# Prüfungen in und um Dortmund



## Ossmaster (26. Februar 2010)

Guten Tag,
meine Freundin hat sich überlegt dieses Jahr auch einen Angelschein zu machen.
Da wollte ich mal fragen, ob diese nur im herbst stattfinden oder auch zu anderen Zeiten?


----------



## Öpken82 (27. Februar 2010)

*AW: Prüfungen in und um Dortmund*

Hi,
also in Dortmund laufen die Prüfungen wohl vom 09. bis 12. Nov. 2010. In Unna findet die Prüfung schon im Mai statt. In Hagen wäre die Prüfung jetzt im März, allerdings ist da die Anmeldefrist schon verstrichen.

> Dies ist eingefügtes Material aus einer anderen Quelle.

PR #1039, opened 2022-03-27
fix(ui): open in IDE and error styles

userquin:
Moved the `useCodeError` logic to the `ViewEditor.vue` component from `error.ts` module, we would need to include `@unocss-include` on the `error.ts` module to style the elements created.

Anyway, on stackblitz I cannot make it working (missing links, it seems using oldest version), tested with `0.7.11` and `0.7.12` but still not working, it seems stackblitz doing strange things, for example: `taze` not showing `vitest 0.7.12`, I need to run `taze major`.

imagen

The repo I use with `0.7.12` with almost all core tests included: https://stackblitz.com/edit/vitejs-vite-nfjsbi

### DIFF
--- a/packages/ui/client/components/views/ViewEditor.vue
+++ b/packages/ui/client/components/views/ViewEditor.vue
@@ -28,13 +28,13 @@ const failed = computed(() => props.file?.tasks.filter(i => i.result?.state ===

Ob es in Hagen einen Herbsttermin gibt weiß ich nicht.

Falls sie sich entschließt die Prüfung in einem anderen Kreis abzulegen, muss sie dies rechtzeitig beim örtlich zuständigen Amt beantragen.

Das waren zumindest die Termine die ich jetzt mit Google rausbekommen habe.


----------



## Ossmaster (27. Februar 2010)

*AW: Prüfungen in und um Dortmund*

ja danke für die antworten, werde ihr dann mal berichten


----------